In the following we provide a brief overview of the most relevant works in the area of data science for car sharing, data science for transportation systems in general, and data-driven car sharing operation models.

### 2.1 Knowledge mining from survey data

Until recently, knowledge about car sharing systems has been mostly acquired through surveys, in which car sharing operators and members are interviewed. The main goal of these studies is to characterise the sociodemographic profile of car sharing users, as well as investigating the reasons behind their choices and the impact that car sharing has had on their mobility behaviour. In 2005, Millard-Ball [15] presented one of the first comprehensive sociodemographic analysis of station-based car sharing in North America, highlighting a few key demographics indicators that will constantly reappear also in analyses of more recent car sharing solutions. After interviewing 978 US and 362 Canadian car sharing members through a web-based survey, Millard-Ball reports that car sharing members are typically young (25–44 year old), with high income and well-educated. They live in small households, often with no private cars. This survey does not support the finding, often presented in the related literature, that car sharing members are typically male. Recreational trips, shopping-related trips, and personal business trips are by far the most popular trip purpose for the respondents. In 2010, these findings are substantially confirmed by [16] for Europe, with the interesting addendum that car sharing customers tend to have season tickets for public transport more than the general population.
Considering that free floating car sharing is a recent addition to the car sharing domain (e.g. Car2go was founded in 2008, and started a significant expansion only in 2011), in the following we overview recent surveys [1013] focusing specifically on the free floating modality. Kopp at al. [10] recruited 204 males between 25 and 45 years of age living in the cities of Munich and Berlin, Germany. 109 were free floating car sharing members (DriveNow), 95 did not use car sharing. Respondents were asked to use a custom-built app to track their trips and to specify the trip purpose and the mode of transport. The findings of this study confirm previous results obtained for station-based car sharing: free floating car sharing members have higher levels of education, higher income, fewer private cars, and more public transport subscriptions with respect to non-members. The study also highlights that car sharing members typically live in denser neighbourhoods, and are more intermodal and multimodal in their mobility behaviour. No statistically significant difference in trip purpose was detected between members and non-members: most trips are work-home trips (57%), leisure (19%) and shopping/errands (13%). Giesel and Nobis [12] perform a similar study for DriveNow and Flinkster users in Munich and Berlin, reporting substantially the same findings.
Becker et al. [13] directly compare free floating and station-based car sharing members in the city of Basel, Switzerland. While the sociodemographic profile of car sharing is largely the same between station-based and free floating and substantially the same as that pictured in the previous literature, free floating car sharing members in Basel differentiate from their station-based counterpart in that they tend to use public transportation less. The authors remark that free floating car sharing may act as a complement to public transportation, filling the service gaps that their users might experience. The trip purposes of free floating car sharing members is quite diversified, but mostly involve visiting, shopping, and commuting, while station-based car sharing mostly covers leisure trips, goods transport, and shopping.
Wittwer and Hubrich [11] discuss the findings from a two-stage survey carried out in Hamburg, Germany, among Car2go members. The first stage of interviews took place in 2011, at the beginning of the Car2go service in the city, the second stage was run in 2016, when the service had been in place for a few years. From the sociodemographic standpoint, the 2011 and 2016 cohorts substantially share the same profile: largely man, 24–49 years old, high income, low car access, often with public transport season tickets. 2016 active users overwhelmingly rely on car sharing for leisure trips (72%), but significant percentages also use it for shopping and errands (50%) and for work/education trips (42%).
Based on the above overview, we can conclude that survey findings are consistent as far as the sociodemographic profiles of car sharing users are concerned, while contrasting results have been obtained regarding car sharing trip purpose and relationships with public transportation. In Sect. 4 we will discuss our findings in light of the above results.
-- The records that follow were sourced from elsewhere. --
PR #3562, opened 2019-03-19
Remove breakpad

jtanx:
It's been broken for years, and when it did work, it only worked on Mac. Even then, I don't think it was ever fully functional. It's taking up build time (although the makefile structure was also just inefficient) , so let's just remove it

PR #3576, opened 2019-03-24
Fix Mac bundle creation

jtanx:
This is a follow-up to #3562. With breakpad gone, the `Frameworks` folder didn't exist, so instead of copying `Python.framework` into `Frameworks`, it copied `Python.framework`, renaming it to `Frameworks`. So this ensures that the framework directory is created before copying in that folder.

### DIFF
--- a/travis-scripts/ffosxbuild.sh
+++ b/travis-scripts/ffosxbuild.sh
@@ -51,8 +51,10 @@ echo "Bundling Python libraries..."
 otool -L $workdir/bin/fontforge
 
 pylib=$(otool -L $workdir/bin/fontforge | grep -i python | sed -e 's/ \(.*\)//')
-pycruft=$(dirname $pylib)/../../..
-cp -a $pycruft/Python.framework $outdir/Contents/Frameworks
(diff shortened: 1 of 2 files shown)


travis-scripts/ffosxbuild.sh
```diff
@@ -51,8 +51,10 @@ echo "Bundling Python libraries..."
 otool -L $workdir/bin/fontforge
 
 pylib=$(otool -L $workdir/bin/fontforge | grep -i python | sed -e 's/ \(.*\)//')
-pycruft=$(dirname $pylib)/../../..
-cp -a $pycruft/Python.framework $outdir/Contents/Frameworks
+pycruft=$(realpath $(dirname $pylib)/../../..)
+echo "pycruft: $pycruft"
+mkdir -p $outdir/Contents/Frameworks
+cp -av $pycruft/Python.framework $outdir/Contents/Frameworks
```
frank-trampe: Not worth changing, but I find that this is clearer if the destination parent has a `/` at the end.

frank-trampe:
The changes look fine. If Travis likes it, let's merge.

PR #3578, opened 2019-03-24
Simplify GDK/X11 identification

jtanx:
Uses pre-existing defines, instead of creating new ones.

Follow-up to #3572

### DIFF
--- a/fontforgeexe/startui.c
+++ b/fontforgeexe/startui.c
@@ -281,14 +281,14 @@ static void SplashLayout() {
 #ifdef FONTFORGE_CONFIG_USE_DOUBLE
     uc_strcat(pt,"-D");
 #endif
-#ifdef BUILT_WITH_GDK2
-    uc_strcat(pt,"-GDK2");
-#endif
-#ifdef BUILT_WITH_GDK3
+#ifdef FONTFORGE_CAN_USE_GDK
+#  if GDK_MAJOR_VERSION >= 3
     uc_strcat(pt,"-GDK3");
-#endif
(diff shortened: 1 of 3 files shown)


ctrlcctrlv:
Very sorry I created extra work for you sir, I wasn't aware of `GDK_MAJOR_VERSION` :frowning_face:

### 2.2 Knowledge mining from digital data

The understandings and advancements brought about by the works described in Sect. 2.1 are invaluable, but the collection of survey data is expensive, time consuming, and does not scale. Typically, travel surveys cover a relatively small sample of all the trips of interest (because the number of participants as well as the observation period are typically quite limited). Furthermore, it is a well-known problem that travel surveys often tend to underestimate the number of trips and to show a bias in the types of trips being reported [8]. For these reasons, in this work we depart from this approach and we exploit public, web-based, digital records, whose geotagged and time-stamped variety of data can be analysed with data mining techniques. These data can be collected for a possibly very long time with minimal effort, and can provide geographically diverse and almost continuous measurements of the systems under study.
In the related literature, the works by Schmöller et al. [17] and Willing et al. [18] are mostly focused on the external factors that may influence car sharing demand. In particular, Schmöller et al. [17] highlight the role played by weather and demographics on the car sharing demand, while Willing et al. [18] tackle the problem of understanding if Points of Interest (PoI) in each city can be used as demand predictors. Differently from Willing et al. [18], in this work we study the effects of PoIs taking into account collinearity of predictor variables and selection bias in p-value computation, resulting in a much smaller effect of PoIs on the car sharing demand. The same considerations apply for Schmöller et al. [17]. Our work is also close to [19], which considers free-floating car sharing in multiple cities. However, Kortum et al. [19] focus on the growth rate of free floating car sharing rather than on the characterisation from the supply side point of view. Finally, in [20], we have presented an analysis of station-based car sharing in a single city. The analysis in [20] is more oriented to issues related to the presence of stations (their capacity, how their behaviour can be mathematically modelled using queueing theory, etc.) and suffers from the lack of vehicle identifiers in the dataset. The technique used in [20] for detecting station usage is adapted here to the free floating case, but the analysis presented here is richer, because richer is the dataset extracted from the free floating car sharing operator.
Several works in the literature also focus on the problem of demand forecasting, which we tackle in Sect. 5. This is typically done in conjunction with a proposal regarding vehicle relocation, which involves deciding how to proactively relocate shared vehicles in the operation area in order to meet the future demand. We can group forecasting proposals in three different classes, based on the approach they rely upon. There is a group of papers whose forecasting approach relies on techniques for time series forecasting. Wang et al. [21] leverage selective moving averages, Holt’s model, Winter’s model as well as Tabu Search heuristics for forecasting the demand in a car sharing service in Singapore. No prediction evaluation is carried out in the paper. Müller and Bogenberger [22] focus on the city of Berlin and investigate how to predict future bookings using seasonal ARIMA model and exponential smoothing with Holt-Winters-Filter. The second class of forecasting methods are those coming from the machine learning domain. Cheu et al. [23], for example, compare the forecasting performance of a neural network approach against that of Support Vector Regression, and find that the former provides better predictions. Neural networks have been later used also in [2426]. The third class of forecasting approaches relies on custom solutions specific for the problem at hand. Boyaci et al. [27], for example, compile origin-destination matrices by simply averaging the observations for different hours of the day, days of the week, and months of the year from real car sharing data. Weikl and Bogenberger [28] devise a prediction algorithm based on finding clusters of behaviours for daily timeslots. In all the above works, the evaluation of forecasting performance is carried out considering only a single city.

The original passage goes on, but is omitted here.